Available records:
PR #387, opened 2022-05-11
feat: upgrade to actix-web 4

### LINKED ISSUE #386: Upgrade to actix-web 4
┆Issue is synchronized with this [Jira Task](https://mozilla-hub.atlassian.net/browse/CONSVC-1783)

pjenvey:
- move to the latest cloud-storage (w/ a new API)
- upgrade cadence, requiring wrapping of its Client in Arc
- fix the 404 response to use the standard json payload

Closes #386

### DIFF
--- a/Cargo.toml
+++ b/Cargo.toml
@@ -16,44 +16,41 @@ debug = 1
 
 [dependencies]
 actix-cors = "0.6"
-actix-web = "4"
+actix-web = { version = "4", default_features = false, features = ["macros"] }
 actix-web-location = { version = "0.7", features = ["actix-web-v4", "maxmind", "cadence"] }
 async-trait = "0.1"
 backtrace = "0.3"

Work instructions: Throughout the listing above, count the lines where the word "version" appears, then reply with that count and no other words.

Answer to this task: 2